For mothers Day I asked my fabulously talented friend Nicky to snap a few photos of Conrad and I.
I wanted to give them to Dustin as a thank you.
(lifting his legs so they don't touch the grass....)
I get a lump in my throat when I look back at the year we've had together trying to figure out how to be parents and raise our son together. Dustin has never made me feel like I was supposed to be this "50's house wife" who tended to the children, while he played the role of the burly man who came home to a hot meal every night while I did the rest of the house work and put the kids to bed. I've felt the complete opposit actually. There have been days where I've plopped down on the couch with the rug rat wondering around the house while Dustin whips up dinner. I eat (because I'm exhausted in tears, shaking with hair falling out in clumps!) while he hoses off Conrad and puts him to sleep. I would feel extremely inadaquate in these moments, but I can look back at nights where he loved on me in such a way that made me feel like we're in this together and I'm not alone. He has been nothing but a strong pillar for me to depend on, and I am forever gratful. When I say I couldn't have made it out of this year without my husband, I truly mean it. I don't know how he put up with me. (I might sound very dramatic, but you will never understand how hard raising a baby can be until you have one and spend a day with that whiny-irritated-teething-throwing up-baby.)

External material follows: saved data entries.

PR #212, opened 2016-03-17
Use mostjs multicast

### LINKED ISSUE #209: Small bug when "caching" stream
Given 
```js
const bodyStream = fromEvent('click', document.body);

// use it below

bodyStream
.filter(event => event.target.matches('.clicker'))
.observe(x => log(x.target));

bodyStream
.filter(event => event.target.matches('.another'))
.observe(x => info(x.target));

// has error if you click anything thats not a button (like the body of the page)
bodyStream
.filter(event => !event.target.matches('.another') && !event.target.matches('.clicker'))
.map(event => document.querySelector(event.className))
.observe(x => info(x.target))
.catch(warn);
```

for convenience bin attached http://esnextb.in/?gist=00e261a0771c4fa55f3d

briancavalier:
This replaces the local multicast with `@most/multicast`, which includes the fix for #209 in https://github.com/mostjs/multicast/pull/6

Close #209


briancavalier:
cc @davidchase

davidchase:
awesome, because we can now bump to the latest and greatest version of `most` :tada:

We were laying in bed reminising about this last year with Conrad and we are now able to laugh about the night that Dustin got so frustrated with our son that he slammed a bottle on the window seat while rocking an unruley baby and breast milk exploided all over everything in Conrad's room. Thankfully, I came in to rescue him befor he lost his mind. At the time, he was really upset but now we can find humor in the situation. I told him that I really wouldn't be the mom that I am without him holding me up during those difficult days and having mercy on my short comings. We both have messed up royally as parents and I'm sure we'll find some way to screw up our son! We have had to catch the other before we try to throw ourselves down a flight of stairs, but that's the beauty in parenting. It's ugly at times, messy, emotional, a struggle, confussing, embarassing (no man wants his wife to see him in tears and covered in breast milk....and no wife wants her husband to come into the baby's room AFTER SHE JUST CURSED PROFANITIES AT HER BABY, to tell her to
"Put the baby down NOW! Just GO!") while I search for a rock to crawl under for cussing at my son!! Parenting is really hard. Examples like these show us that we are despriate for one another and it shows that we aren't perfect parents, don't have it all together and aren't perfect spouses either!
Thank you Dustin for empowering me, encouraging me, affirming me and helping me to not give up. I'm glad that we can laugh at ourselves, realize our depravity and cling onto a God whose love is never wavering when this parenting business sucks a whole lot.